The detective, with great vehemence, brought down his fist on the table.
“By Jove!” he cried, “I believe you are right. I have been completely blinded, the more so that I have the clue to the mystery right here under my own eyes.”
He fumbled for a moment and brought forth a letter from his pile of documents.
“Here is a note from St. Petersburg, written by Lord Donal himself, saying the Princess had sent him the companion glove to the one you now have in your hand. He says he is sure the Princess knows who her impersonator was, but that she won’t tell; and, although I had read this note, it never struck me that the Princess herself was the woman. Miss Baxter, you have solved the puzzle!”
“I should be glad to think so,” replied the girl, rising, “and I am very happy if I have enabled you to give up a futile chase.”
“It is as plain as daylight,” replied the detective. “Lord Donal’s description fits the Princess exactly, and yet I never thought of her before.”
Jennie hurried away from the detective’s office, happy in the belief that she had not betrayed herself, although she was not blind to the fact that her escape was due more to good luck than to any presence of mind of her own, which had nearly deserted her at one or two points in the conversation. When Mr. Hardwick saw her, he asked how much space he should have to reserve for the romance in high life; but she told him there was nothing in the case, so far as she could see, to interest any sane reader.
Here matters rested for a fortnight; then the girl received an urgent note from Cadbury Taylor, asking her to call at his office next day promptly at four o’clock. It was very important, he said, and he hoped she would on no account disappoint him. Jennie’s first impulse was not to go, but she was so anxious to learn what progress the detective had made in the case, fearing that at last he might have got on the right track, that she felt it would be unwise to take the risk of not seeing him. If his suspicions were really aroused, her absence might possibly serve to confirm them. Exactly at four o’clock next afternoon she entered his office and found him, to her relief, alone. He sprang up from his table on seeing her, and said in a whisper, “I am so glad you have come. I am in rather a quandary. Lord Donal Stirling is in London on a flying visit. He called here yesterday.”
The girl caught her breath, but said nothing.
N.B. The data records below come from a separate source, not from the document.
PR #864, opened 2026-05-08
fix(cli): make 'nono why --host' aware of proxy domain filtering

### LINKED ISSUE #859: nono why reports Blocked , when it is not
### What happened?

With a minimal profile file:

```
{
  "meta": {
    "name": "minimal-network-blocking"
  },
  "network": {
    "allow_domain": [
      "ai-gateway.vercel.sh"
    ]
  }
}
```

You get

```
> nono why --profile minimal.json --host ai-gateway.vercel.sh
DENIED
  Reason: network_blocked
  Details: Network access is blocked. Connection to ai-gateway.vercel.sh:443 would be denied.
```

But when running `nono run -v --profile minimal.json -- curl https://ai-gateway.vercel.sh/v1/models`, it correctly goes through.

`nono why` should show that the domain is allowed.

### Steps to reproduce

Paste the above json into `minimal.json` and execute `nono why --profile minimal.json -- curl https://ai-gateway.vercel.sh/v1/models`.

### Relevant output or logs

```shell

```

### nono version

“I explained to him the reasons I have for believing that it was actually the Princess von Steinheimer whom he met at the Duchess of Chiselhurst’s ball. He laughed at me; there was no convincing him. He said that theory was more absurd than the sending him a picture of a housemaid as that of the lady he met at the ball. I used all the arguments which you had used, but he brushed them aside as of no consequence, and somehow the case did not appear to be as clear as when you propounded your theory.”